When I run this little assembly program on my Ryzen 9 3900X:
_start: xor rax, rax
xor rcx, rcx
loop0: add rax, 1
mov rdx, rax
and rdx, 1
add rcx, rdx
cmp rcx, 1000000000
jne loop0
It completes in 450 ms if all the instructions between loop0 and up to and including the jne, are contained entirely in one cacheline. That is, if:
round((address of loop0)/64) == round((address of end of jne-instruction)/64)
However, if the above condition does not hold, the loop takes 900 ms instead.
I've made a repo with the code https://github.com/avl/strange_performance_repro .
Why is the inner loop much slower in some specific cases?
Edit: Removed a claim with a conclusion from a mistake in testing.
Your issue lies in the variable cost of the jne instruction.
First of all, to understand the impact of the effect, we need to analyze the full loop itself. The architecture of the Ryzen 9 3900X is Zen2. We can retrieve information about this on the AMD website or also WikiChip. This architecture have 4 ALU and 3 AGU. This roughly means it can execute up to 4 instructions like add/and/cmp per cycle.

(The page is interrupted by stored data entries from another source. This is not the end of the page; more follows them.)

PR #474, opened 2015-09-09
[REEF-658] Introduce retry logic for failed evaluators

dkm2110:
This addressed the issue by
  * introducing extra parameter AllowedFailedEvaluatorsFraction that determines how man fraction of evaluators are allowed to fail.

  * storing context and service configuration of allocated evaluators as well as id of failed evaluators

  * submitting the request for the new evaluator and resubmitting the stored context and service configuration based on Id.

JIRA:
  [REEF-658](https://issues.apache.org/jira/browse/REEF-658)

### DIFF
--- a/lang/cs/Org.Apache.REEF.IMRU/OnREEF/Driver/IMRUDriver.cs
+++ b/lang/cs/Org.Apache.REEF.IMRU/OnREEF/Driver/IMRUDriver.cs
@@ -20,6 +20,7 @@ using System.Collections.Concurrent;
 using System.Collections.Generic;
 using System.Globalization;
 using System.Linq;
+using System.Threading;
 using Org.Apache.REEF.Common.Tasks;
 using Org.Apache.REEF.Driver;
 using Org.Apache.REEF.Driver.Context;
@@ -30,7 +31,6 @@ using Org.Apache.REEF.IMRU.OnREEF.IMRUTasks;
 using Org.Apache.REEF.IMRU.OnREEF.MapInputWithControlMessage;
 using Org.Apache.REEF.IMRU.OnREEF.Parameters;
 using Org.Apache.REEF.IO.PartitionedData;
-using Org.Apache.REEF.Network.Group.Config;
 using Org.Apache.REEF.Network.Group.Driver;
 using Org.Apache.REEF.Network.Group.Driver.Impl;
 using Org.Apache.REEF.Network.Group.Pipelining;
@@ -41,6 +41,7 @@ using Org.Apache.REEF.Tang.Implementations.Configuration;
 using Org.Apache.REEF.Tang.Implementations.Tang;
 using Org.Apache.REEF.Tang.Interface;
 using Org.Apache.REEF.Tang.Util;
+using Org.Apache.REEF.Utilities.Diagnostics;
 using Org.Apache.REEF.Utilities.Logging;
 using Org.Apache.REEF.Wake.Remote.Parameters;
 
@@ -53,7 +54,7 @@ namespace Org.Apache.REEF.IMRU.OnREEF.Driver
     /// <typeparam name="TMapOutput">Map output</typeparam>
     /// <typeparam name="TResult">Result</typeparam>
     internal sealed class IMRUDriver<TMapInput, TMapOutput, TResult> : IObserver<IDriverStarted>,
-        IObserver<IAllocatedEvaluator>, IObserver<IActiveContext>, IObserver<ICompletedTask>
+        IObserver<IAllocatedEvaluator>, IObserver<IActiveContext>, IObserver<ICompletedTask>, IObserver<IFailedEvaluator>
     {
         private static readonly Logger Logger = Logger.GetLogger(typeof (IMRUDriver<TMapInput, TMapOutput, TResult>));
 
@@ -66,26 +67,32 @@ namespace Org.Apache.REEF.IMRU.OnREEF.Driver
         private IConfiguration _tcpPortProviderConfig;
         private readonly ConcurrentStack<string> _taskIdStack;
         private readonly ConcurrentStack<IConfiguration> _perMapperConfiguration;
-        private readonly ConcurrentStack<IPartitionDescriptor> _partitionDescriptorStack;
+        private readonly Stack<IPartitionDescriptor> _partitionDescriptorStack;
         private readonly int _coresPerMapper;
         private readonly int _coresForUpdateTask;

Here is the cost of each instruction of the loop (based on the Agner Fog instruction table for Zen1):
# Reciprocal throughput
loop0: add rax, 1 # 0.25
mov rdx, rax # 0.2
and rdx, 1 # 0.25
add rcx, rdx # 0.25
cmp rcx, 1000000000 # 0.25 | Fused 0.5-2 (2 if jumping)
jne loop0 # 0.5-2 |
As you can see, the 4 first computing instructions of the loop can be executed in ~1 cycle. The 2 last instructions can be merged by your processor into a faster one.
Your main issue is that this last jne instruction could be quite slow compared to the rest of the loop. So you are very likely to measure only the overhead of this instruction. From this point, things start to be complicated.

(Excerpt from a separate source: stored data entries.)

PR #477, opened 2015-09-10
[REEF-736] Make Named Parameter PerMapConfigGeneratorSet public

dkm2110:
This addressed the issue by
* making the parameter public
JIRA:
[REEF-736](https://issues.apache.org/jira/browse/REEF-736)


jwang98052:
I will review and merge it

PR #478, opened 2015-09-10
[REEF-731] Improve DriverRestart Example

afchung:
This addressed the issue by
  * Adding more checks and keeping more state in DriverRestart example.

Engineer and researcher worked hard the last decades to reduce the cost of such instructions at (almost) any price. Nowadays, processors (like the Ryzen 9 3900X) use out-of-order instruction scheduling to execute the dependent instructions required by the jne instruction as soon as possible. Most processors can also predict the address of the next instruction to execute after the jne and fetch new instructions (eg. the one of the next loop iteration) while the other instruction of the current loop iteration are being executed.

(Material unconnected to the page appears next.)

PR #487, opened 2015-09-12
[REEF-742] A Driver Connection State event handler in Evaluator for C#

afchung:
This addressed the issue by
  * Added IDriverConnectionMessage to allow TaskRuntime to be notified of Driver connection loss.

Performing the fetch as soon as possible is important to prevent any stall in the execution pipeline of the processor (especially in your case).
From the AMD document "Software Optimization Guide for AMD Family 17h Models 30h and Greater Processors", we can read:
2.8.3 Loop Alignment:
For the processor loop alignment is not usually a significant issue. However, for hot loops, some further knowledge of trade-offs can be helpful. Since the processor can read an aligned 64-byte fetch block every cycle, aligning the end of the loop to the last byte of a 64-byte cache line is the best thing to do, if possible.
2.8.1.1 Next Address Logic
The next-address logic determines addresses for instruction fetch. [...]. When branches are identified, the next-address logic is redirected by the branch target and branch direction prediction hardware to generate a non-sequential fetch block address. The processor facilities that are designed to predict the next instruction to be executed following a branch are detailed in the following sections.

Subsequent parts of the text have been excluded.